PR #17124, opened 2023-05-02
Runtime error after fibWorker.postMessage()

jasonsanjose:
Screenshot 2023-05-02 at 1 51 45 PM


examples/worker/webpack.config.js
```diff
@@ -6,12 +6,17 @@ module.exports = {
 		path: path.join(__dirname, "dist"),
 		filename: "[name].js",
 		chunkFilename: "[name].js",
-		publicPath: "/dist/"
+		publicPath: "/dist/",
+		workerChunkLoading: "import",
+		module: true
```
alexander-akait, line 11: But this example is not for ESM output, that is why it doesn't work with ESM syntax

alexander-akait: So I think we can create `esm-worker` example and provide how toy use it instead of change this example

alexander-akait: Oh, we have https://github.com/webpack/webpack/tree/main/examples/module-worker, weird, I will look why it failed

jasonsanjose: Thanks!

I didn't intend to suggest that we make this change to the example in the repository. I'm just using it as a starting point to prove the bug.

alexander-akait:
Looks like fixed in the main, anyway feel free to the PR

________

PROBLEM TO SOLVE
Determine how many of the lines above hold the word "jasonsanjose", and output that number by itself.

WRITTEN RESPONSE
2